• [PROBLEM TO SOLVE]:
For this exercise, return exactly the lines of the material below that begin at the one with "PR #19683, opened 2024-01-03" and stop after the one with "No, this is something new".
MATERIAL FOR THIS TASK Block Start
PR #19626, opened 2023-12-29
Generalize HideSoftInputOnTapped on Android and iOS to support 3rd party input controls

albyrock87:
### Description of Change

Generalize recognition of text inputs in `HideSoftInputOnTappedChangedManager` so that 3rd party libraries with native handlers can leverage this new feature of `ContentPage` by simply adding a mapper the same way `InputView` does.

```cs
internal static void MapIsFocused(IViewHandler handler, IView view)
{
	handler
		?.GetService<HideSoftInputOnTappedChangedManager>()
		?.UpdateFocusForView(iv);
}
```

Unfortunately `HideSoftInputOnTappedChangedManager` is internal, but they can still use it via reflection.

I know it's suboptimal but I didn't want to change public API.

See more at: https://supportcenter.devexpress.com/ticket/details/t1201718/the-keyboard-remains-visible-on-a-click-outside-editors-even-if-the-contentpage

### DIFF
--- a/src/Controls/src/Core/ContentPage/HideSoftInputOnTappedChanged/HideSoftInputOnTappedChangedManager.Android.cs
+++ b/src/Controls/src/Core/ContentPage/HideSoftInputOnTappedChanged/HideSoftInputOnTappedChangedManager.Android.cs
@@ -3,6 +3,7 @@ using Android.Views;
 using Android.Widget;
 using Microsoft.Maui.Graphics;
 using AView = Android.Views.View;
+using AViewGroup = Android.Views.ViewGroup;
 
 namespace Microsoft.Maui.Controls
 {
@@ -43,20 +44,11 @@ namespace Microsoft.Maui.Controls
 		// This is called from InputViews as they are added to the visual tree
 		IDisposable? SetupHideSoftInputOnTapped(AView aView)
 		{
-			if (aView is SearchView sv &&
-				sv.GetFirstChildOfType<EditText>() is EditText editText)
+			if (aView is AViewGroup vg &&
+				vg.GetFirstChildOfType<EditText>() is {} editText)
 			{
 				aView = editText;
 			}
-
-			if (aView is AndroidX.AppCompat.Widget.SearchView svX &&
-				svX.GetFirstChildOfType<EditText>() is EditText editTextX)
-			{
-				aView = editTextX;
-			}
-
-			if (aView is null)
-				return null;
 
 			if (!FeatureEnabled)
 				return null;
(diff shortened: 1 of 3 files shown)


PureWeen:
Can you add tests for this?

We have some existing tests for this here.

https://github.com/dotnet/maui/blob/409122477be6a8ddaea44771f28cc39007aa0a0b/src/Controls/samples/Controls.Sample.UITests/Issues/HideSoftInputOnTappedPage.cs#L9

albyrock87:
@PureWeen I think existing unit tests already cover this for the following reasons:
- iOS => `UISearchBar` is generally a `UIView` which contains an `UITextField` first responder
- Android => `SearchView` is a `ViewGroup` which contains an `EditText` control
- existing unit tests cover the search bar control 

Therefore, the fact that I removed specific reference to `UISearchBar` and `SearchView` and everything still works proofs implicitly that:
- Search bar still works
- Generalization works

I don't see what other kind of unit test I should add given that search bar is already an example of a native control which contains a text editor.

jurganson:
Bump!

Alexgoon:
Hello!

We are working on DevExpress .NET MAUI components, and functionality in our editors depend on this pull request. Could you kindly provide information on whether there are plans to incorporate it into .NET 8? This clarification is crucial for our ongoing work, as it will help us determine whether we can afford to wait for an update or if we should proceed with implementing a temporary workaround.

Alexgoon:
@albyrock87, thank you very much for your contribution! Yes, we've seen the workaround, and it can definitely be used as a temporary solution by our customers. We've mentioned this technique in the following thread: [The Keyboard remains visible on a click outside editors even if the ContentPage.HideSoftInputOnTapped property is enabled](https://supportcenter.devexpress.com/ticket/details/t1201718/the-keyboard-remains-visible-on-a-click-outside-editors-even-if-the-contentpage)

However, the workaround requires overriding a MauiAppCompatActivity method, but we would like to fix the issue on our side so that our customers can get a working solution in the default configuration. That's why we are hoping that this PR will be introduced in .NET. However, .NET 9 is too far away, and I'm afraid too many customers may face the issue until a new version is available.

albyrock87:
@Alexgoon if you want to avoid that, you can probably use reflection to add that part of my workaround here: https://github.com/dotnet/maui/blob/a01e1ee184d9dcde58f6d6f7d14f03a3222378c3/src/Controls/src/Core/Window/Window.Android.cs#L41

PureWeen:
https://dev.azure.com/xamarin/public/_build/results?buildId=110133&view=results

PureWeen:
Failing tests are unrelated

PureWeen (approved):

PR #19683, opened 2024-01-03
[xamlg] improve error for Xamarin.Forms namespace

### LINKED ISSUE #18637: Xamarin Forms Namespace Caused Failure to Generate Code Behind and Compile ALL XAML Files
### Description

I am migrating an app from Xamarin Forms.  I forgot to change one of the namespaces on a single page.  Sometime later I started getting errors in every XAML file on InitializeComponent and all references to elements in the XAML files stating that they were not found in the current context.  Along with these errors that was a warning in the Error List:

> `CSC warning CS8785: Generator 'CodeBehindGenerator' failed to generate source. It will not contribute to the output and compilation errors may occur as a result. Exception was of type 'NullReferenceException' with message 'Object reference not set to an instance of an object.'`

This warning gave no indication what was wrong, and with nothing compiling I thought something in the configuration must be messed up, but I found the issue after restoring from the day before.  When I brought over the XF file, I changed most of the namespaces except this one:

> `http://xamarin.com/schemas/2014/forms`

Changing it to `http://schemas.microsoft.com/dotnet/2021/maui` solved the issue for the entire project.

Two things are wrong here in my opinion:

1.  This issue on a single page should not break code generation and compiling for the entire project.
2.  The code generator should give a better message so that one knows where to look.

Others have run into this issue.

### Steps to Reproduce

1.  Copy over a Xamarin Forms page to the MAUI project
2.  Leave the XF namespace unchanged.

_No response_

### Version with bug

7.0.101

No, this is something new

Unknown/Other

### Affected platforms

Android SDK 33, iOS 16

Replaced the bad namespace with the correct one.

### Relevant log output

_No response_

jonathanpeppers:
Fixes #18637

Using the old namespace `http://xamarin.com/schemas/2014/forms` was causing a NRE:

    at Microsoft.Maui.Controls.Xaml.XmlTypeXamlExtensions.GetTypeReference[T](XmlType xmlType, IEnumerable`1 xmlnsDefinitions, String defaultAssemblyName, Func`2 refFromTypeInfo)
    at Microsoft.Maui.Controls.SourceGen.CodeBehindGenerator.GetTypeNameFromCustomNamespace(XmlType xmlType, Compilation compilation, AssemblyCaches caches)
    at Microsoft.Maui.Controls.SourceGen.CodeBehindGenerator.GetTypeName(XmlType xmlType, Compilation compilation, AssemblyCaches caches)
    at Microsoft.Maui.Controls.SourceGen.CodeBehindGenerator.TryParseXaml(SourceText text, String uid, Compilation compilation, AssemblyCaches caches, CancellationToken cancellationToken, String targetFramework, String& accessModifier, String& rootType, String& rootClrNamespace, Boolean& generateDefaultCtor, Boolean& addXamlCompilationAttribute, Boolean& hideFromIntellisense, Boolean& xamlResourceIdOnly, String& baseType, IEnumerable`1& namedFields, Exception& exception)
    at Microsoft.Maui.Controls.SourceGen.CodeBehindGenerator.GenerateXamlCodeBehind(ProjectItem projItem, Compilation compilation, SourceProductionContext context, AssemblyCaches caches)
    at Microsoft.Maui.Controls.SourceGen.CodeBehindGenerator.<>c.<Initialize>b__1_1(SourceProductionContext sourceProductionContext, ValueTuple`3 provider)
    at Microsoft.CodeAnalysis.UserFunctionExtensions.<>c__DisplayClass3_0`2.<WrapUserAction>b__0(TInput1 input1, TInput2 input2, CancellationToken token)

In f939049f, I inadvertently introduced this NRE, but even after fixing it, I would instead get:

    FormsNamespace.xaml.sg.cs(15,48): error CS1001: Identifier expected

Due to the namespace, type, and base type all being `null` in this case, the generated C# is invalid.

Instead of generating C# *at all*, let's emit an error message that says to use the correct namespace.

I also provided a `Location` for the error message, so we will now know what file the error originated from.

I attempted to write some test here, but adding an invalid file like this causes the XAML unit tests project to fail to build. It feels like we actually need to create a unit test project for the source generator -- as there isn't one now.

### DIFF
--- a/src/Controls/src/Xaml/XamlParser.Namespaces.cs
+++ b/src/Controls/src/Xaml/XamlParser.Namespaces.cs
@@ -3,6 +3,7 @@ namespace Microsoft.Maui.Controls.Xaml
 {
 	static partial class XamlParser
 	{
+		public const string FormsUri = "http://xamarin.com/schemas/2014/forms";
 		public const string MauiUri = "http://schemas.microsoft.com/dotnet/2021/maui";
 		public const string MauiDesignUri = "http://schemas.microsoft.com/dotnet/2021/maui/design";
 		public const string X2006Uri = "http://schemas.microsoft.com/winfx/2006/xaml";
--- a/src/Controls/src/Xaml/XamlParser.Namespaces.cs
+++ b/src/Controls/src/Xaml/XamlParser.Namespaces.cs
@@ -1,8 +1,10 @@
-﻿#nullable disable
+﻿using System;
+
 namespace Microsoft.Maui.Controls.Xaml
 {
 	static partial class XamlParser
 	{
+		[Obsolete("Should not be used except for migration/error message purposes")]
 		public const string FormsUri = "http://xamarin.com/schemas/2014/forms";
 		public const string MauiUri = "http://schemas.microsoft.com/dotnet/2021/maui";
 		public const string MauiDesignUri = "http://schemas.microsoft.com/dotnet/2021/maui/design";
--- a/src/Controls/src/SourceGen/CodeBehindGenerator.cs
+++ b/src/Controls/src/SourceGen/CodeBehindGenerator.cs
@@ -263,11 +263,13 @@ namespace Microsoft.Maui.Controls.SourceGen
 				return false;
 			}
 
+#pragma warning disable CS0618 // Type or member is obsolete
 			if (xmlDoc.DocumentElement.NamespaceURI == XamlParser.FormsUri)
 			{
 				exception = new Exception($"{XamlParser.FormsUri} is not a valid namespace. Use {XamlParser.MauiUri} instead");
 				return false;
 			}
+#pragma warning restore CS0618 // Type or member is obsolete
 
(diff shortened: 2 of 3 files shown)


jsuarezruiz (dismissed):

src/Controls/src/Xaml/XamlParser.Namespaces.cs
```diff
@@ -3,6 +3,7 @@ namespace Microsoft.Maui.Controls.Xaml
 {
 	static partial class XamlParser
 	{
+		public const string FormsUri = "http://xamarin.com/schemas/2014/forms";
```
StephaneDelcroix, line 6: I don't like reintroducing the old namespace in the source code

StephaneDelcroix: works for me

StephaneDelcroix (approved):

jfversluis (approved):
MATERIAL FOR THIS TASK Block End
• [SOLUTION TO THIS EXERCISE]:
PR #19683, opened 2024-01-03
[xamlg] improve error for Xamarin.Forms namespace

### LINKED ISSUE #18637: Xamarin Forms Namespace Caused Failure to Generate Code Behind and Compile ALL XAML Files
### Description

I am migrating an app from Xamarin Forms.  I forgot to change one of the namespaces on a single page.  Sometime later I started getting errors in every XAML file on InitializeComponent and all references to elements in the XAML files stating that they were not found in the current context.  Along with these errors that was a warning in the Error List:

> `CSC warning CS8785: Generator 'CodeBehindGenerator' failed to generate source. It will not contribute to the output and compilation errors may occur as a result. Exception was of type 'NullReferenceException' with message 'Object reference not set to an instance of an object.'`

This warning gave no indication what was wrong, and with nothing compiling I thought something in the configuration must be messed up, but I found the issue after restoring from the day before.  When I brought over the XF file, I changed most of the namespaces except this one:

> `http://xamarin.com/schemas/2014/forms`

Changing it to `http://schemas.microsoft.com/dotnet/2021/maui` solved the issue for the entire project.

Two things are wrong here in my opinion:

1.  This issue on a single page should not break code generation and compiling for the entire project.
2.  The code generator should give a better message so that one knows where to look.

Others have run into this issue.

### Steps to Reproduce

1.  Copy over a Xamarin Forms page to the MAUI project
2.  Leave the XF namespace unchanged.

_No response_

### Version with bug

7.0.101

No, this is something new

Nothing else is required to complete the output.